# [STUDY MATERIAL]
------------------------------------

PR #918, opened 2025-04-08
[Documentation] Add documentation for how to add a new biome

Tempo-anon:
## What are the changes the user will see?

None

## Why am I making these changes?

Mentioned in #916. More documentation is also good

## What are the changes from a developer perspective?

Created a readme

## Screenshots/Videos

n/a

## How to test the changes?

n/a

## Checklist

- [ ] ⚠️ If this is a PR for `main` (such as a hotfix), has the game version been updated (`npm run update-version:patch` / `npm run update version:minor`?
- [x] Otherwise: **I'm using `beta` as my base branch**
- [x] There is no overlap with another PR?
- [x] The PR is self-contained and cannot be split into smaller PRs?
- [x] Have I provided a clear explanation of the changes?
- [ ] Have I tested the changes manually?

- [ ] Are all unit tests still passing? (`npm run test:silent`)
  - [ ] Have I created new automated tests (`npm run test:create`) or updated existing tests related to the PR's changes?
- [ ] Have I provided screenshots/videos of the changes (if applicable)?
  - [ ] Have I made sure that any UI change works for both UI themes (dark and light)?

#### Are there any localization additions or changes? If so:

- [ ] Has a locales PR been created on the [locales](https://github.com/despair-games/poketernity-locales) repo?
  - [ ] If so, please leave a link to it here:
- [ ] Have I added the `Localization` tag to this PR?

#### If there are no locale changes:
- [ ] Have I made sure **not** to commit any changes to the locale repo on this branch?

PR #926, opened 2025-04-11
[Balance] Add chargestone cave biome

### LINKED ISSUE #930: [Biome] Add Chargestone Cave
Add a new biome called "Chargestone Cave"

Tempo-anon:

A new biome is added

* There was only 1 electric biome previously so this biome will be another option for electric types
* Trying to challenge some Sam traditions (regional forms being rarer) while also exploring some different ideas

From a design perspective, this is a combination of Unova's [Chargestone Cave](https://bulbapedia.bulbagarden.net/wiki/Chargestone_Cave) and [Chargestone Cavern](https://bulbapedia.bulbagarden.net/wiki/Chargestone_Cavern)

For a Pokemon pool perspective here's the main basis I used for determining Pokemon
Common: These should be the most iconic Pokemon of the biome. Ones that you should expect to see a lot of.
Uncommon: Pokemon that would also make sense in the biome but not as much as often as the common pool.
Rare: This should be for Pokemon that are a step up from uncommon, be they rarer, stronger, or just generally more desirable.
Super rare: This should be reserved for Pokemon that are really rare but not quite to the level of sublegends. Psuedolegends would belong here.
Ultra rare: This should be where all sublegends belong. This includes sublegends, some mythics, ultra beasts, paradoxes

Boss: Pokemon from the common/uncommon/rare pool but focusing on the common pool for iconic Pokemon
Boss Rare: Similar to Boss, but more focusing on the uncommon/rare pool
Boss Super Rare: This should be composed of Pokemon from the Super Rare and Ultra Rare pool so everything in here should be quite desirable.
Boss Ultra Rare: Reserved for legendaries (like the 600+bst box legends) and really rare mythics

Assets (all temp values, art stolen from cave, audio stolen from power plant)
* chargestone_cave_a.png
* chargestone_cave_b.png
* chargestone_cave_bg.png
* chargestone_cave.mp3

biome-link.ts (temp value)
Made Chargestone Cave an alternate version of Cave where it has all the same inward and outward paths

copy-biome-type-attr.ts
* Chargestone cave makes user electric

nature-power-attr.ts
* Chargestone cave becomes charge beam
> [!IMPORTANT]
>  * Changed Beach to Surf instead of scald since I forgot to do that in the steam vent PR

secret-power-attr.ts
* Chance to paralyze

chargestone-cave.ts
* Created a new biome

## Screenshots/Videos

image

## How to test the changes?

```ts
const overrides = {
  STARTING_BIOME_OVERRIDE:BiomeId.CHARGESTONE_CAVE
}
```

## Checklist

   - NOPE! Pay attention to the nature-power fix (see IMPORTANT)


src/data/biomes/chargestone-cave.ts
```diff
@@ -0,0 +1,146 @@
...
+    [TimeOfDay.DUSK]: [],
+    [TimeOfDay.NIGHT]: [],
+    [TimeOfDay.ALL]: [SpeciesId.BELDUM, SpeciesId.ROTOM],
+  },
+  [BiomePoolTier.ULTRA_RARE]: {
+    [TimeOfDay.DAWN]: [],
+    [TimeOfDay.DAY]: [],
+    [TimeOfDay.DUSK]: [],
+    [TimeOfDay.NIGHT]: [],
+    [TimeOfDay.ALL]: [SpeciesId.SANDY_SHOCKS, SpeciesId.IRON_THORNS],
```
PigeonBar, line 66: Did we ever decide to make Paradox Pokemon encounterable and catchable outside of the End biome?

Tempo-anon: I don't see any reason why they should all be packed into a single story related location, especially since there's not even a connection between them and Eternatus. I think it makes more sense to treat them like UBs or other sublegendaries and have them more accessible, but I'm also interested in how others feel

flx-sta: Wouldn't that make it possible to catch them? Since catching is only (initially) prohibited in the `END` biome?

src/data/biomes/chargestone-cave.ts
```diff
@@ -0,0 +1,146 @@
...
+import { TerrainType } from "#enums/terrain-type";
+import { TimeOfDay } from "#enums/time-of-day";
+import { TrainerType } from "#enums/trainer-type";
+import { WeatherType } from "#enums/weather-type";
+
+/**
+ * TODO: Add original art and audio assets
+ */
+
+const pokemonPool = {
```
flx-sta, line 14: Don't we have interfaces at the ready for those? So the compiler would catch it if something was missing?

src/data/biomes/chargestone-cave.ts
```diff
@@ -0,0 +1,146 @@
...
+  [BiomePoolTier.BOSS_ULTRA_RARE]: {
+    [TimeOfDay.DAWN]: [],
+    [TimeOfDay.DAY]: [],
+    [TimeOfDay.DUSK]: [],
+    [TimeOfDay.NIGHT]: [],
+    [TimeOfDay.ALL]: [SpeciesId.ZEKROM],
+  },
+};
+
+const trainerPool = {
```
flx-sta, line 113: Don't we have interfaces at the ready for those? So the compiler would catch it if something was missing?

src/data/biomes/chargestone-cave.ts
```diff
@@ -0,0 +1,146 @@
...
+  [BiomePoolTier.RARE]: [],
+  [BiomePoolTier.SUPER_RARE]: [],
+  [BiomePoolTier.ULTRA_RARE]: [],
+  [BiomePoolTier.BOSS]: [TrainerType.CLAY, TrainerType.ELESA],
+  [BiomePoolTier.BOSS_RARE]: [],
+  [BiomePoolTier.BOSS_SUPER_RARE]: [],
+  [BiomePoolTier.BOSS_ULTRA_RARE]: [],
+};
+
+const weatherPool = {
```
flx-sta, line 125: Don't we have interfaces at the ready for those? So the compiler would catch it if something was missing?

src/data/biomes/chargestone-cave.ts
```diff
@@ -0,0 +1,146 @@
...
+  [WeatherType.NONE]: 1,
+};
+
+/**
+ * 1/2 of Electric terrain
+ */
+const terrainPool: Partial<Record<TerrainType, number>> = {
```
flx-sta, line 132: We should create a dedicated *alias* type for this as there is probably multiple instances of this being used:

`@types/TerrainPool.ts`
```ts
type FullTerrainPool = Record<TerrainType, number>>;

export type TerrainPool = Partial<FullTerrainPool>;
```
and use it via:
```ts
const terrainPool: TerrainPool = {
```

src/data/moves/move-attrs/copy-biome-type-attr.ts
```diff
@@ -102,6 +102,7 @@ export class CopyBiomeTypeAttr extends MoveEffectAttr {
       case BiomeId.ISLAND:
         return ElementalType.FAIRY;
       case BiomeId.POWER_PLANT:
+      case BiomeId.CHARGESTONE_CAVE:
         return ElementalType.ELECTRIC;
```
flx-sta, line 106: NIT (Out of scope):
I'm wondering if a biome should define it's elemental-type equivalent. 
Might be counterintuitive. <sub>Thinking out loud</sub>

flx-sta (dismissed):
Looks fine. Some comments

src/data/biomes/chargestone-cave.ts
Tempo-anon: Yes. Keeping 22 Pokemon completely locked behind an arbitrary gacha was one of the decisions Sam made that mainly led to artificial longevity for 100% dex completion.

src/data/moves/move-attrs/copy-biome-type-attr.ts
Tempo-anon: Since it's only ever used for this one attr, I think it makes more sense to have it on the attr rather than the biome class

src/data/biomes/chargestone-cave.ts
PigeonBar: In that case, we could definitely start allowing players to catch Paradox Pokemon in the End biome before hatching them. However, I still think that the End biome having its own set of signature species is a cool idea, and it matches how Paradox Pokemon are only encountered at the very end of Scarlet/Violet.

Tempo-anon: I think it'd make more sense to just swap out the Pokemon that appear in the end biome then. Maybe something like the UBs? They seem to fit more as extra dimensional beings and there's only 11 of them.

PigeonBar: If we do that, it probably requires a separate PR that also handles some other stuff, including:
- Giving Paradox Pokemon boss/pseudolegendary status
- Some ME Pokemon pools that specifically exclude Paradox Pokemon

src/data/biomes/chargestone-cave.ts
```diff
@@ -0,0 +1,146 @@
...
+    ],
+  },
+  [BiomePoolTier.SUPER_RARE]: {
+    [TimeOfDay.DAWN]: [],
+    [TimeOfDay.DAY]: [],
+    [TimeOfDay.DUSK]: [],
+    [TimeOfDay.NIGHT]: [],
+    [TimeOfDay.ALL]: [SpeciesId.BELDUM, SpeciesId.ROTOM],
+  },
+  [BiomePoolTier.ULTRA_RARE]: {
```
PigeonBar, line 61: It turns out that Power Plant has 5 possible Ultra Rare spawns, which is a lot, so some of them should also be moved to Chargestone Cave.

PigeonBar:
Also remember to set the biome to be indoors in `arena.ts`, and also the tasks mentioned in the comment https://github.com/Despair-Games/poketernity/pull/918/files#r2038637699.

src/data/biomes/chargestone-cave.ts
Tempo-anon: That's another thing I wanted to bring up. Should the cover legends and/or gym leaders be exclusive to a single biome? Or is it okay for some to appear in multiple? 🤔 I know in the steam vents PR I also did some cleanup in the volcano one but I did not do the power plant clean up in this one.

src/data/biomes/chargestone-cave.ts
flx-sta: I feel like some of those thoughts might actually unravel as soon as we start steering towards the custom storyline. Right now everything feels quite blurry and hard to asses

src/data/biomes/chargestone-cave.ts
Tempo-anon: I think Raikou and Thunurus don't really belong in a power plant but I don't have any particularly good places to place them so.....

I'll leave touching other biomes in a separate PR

------------------------------------

For this task, write out exactly the lines of the entries above, starting at the line with "Mentioned in #916." and ending at the line with "#### Are there", both included, and no others.

Mentioned in #916. More documentation is also good

## What are the changes from a developer perspective?

Created a readme

## Screenshots/Videos

n/a

## How to test the changes?

n/a

## Checklist

- [ ] ⚠️ If this is a PR for `main` (such as a hotfix), has the game version been updated (`npm run update-version:patch` / `npm run update version:minor`?
- [x] Otherwise: **I'm using `beta` as my base branch**
- [x] There is no overlap with another PR?
- [x] The PR is self-contained and cannot be split into smaller PRs?
- [x] Have I provided a clear explanation of the changes?
- [ ] Have I tested the changes manually?

- [ ] Are all unit tests still passing? (`npm run test:silent`)
  - [ ] Have I created new automated tests (`npm run test:create`) or updated existing tests related to the PR's changes?
- [ ] Have I provided screenshots/videos of the changes (if applicable)?
  - [ ] Have I made sure that any UI change works for both UI themes (dark and light)?

#### Are there any localization additions or changes? If so:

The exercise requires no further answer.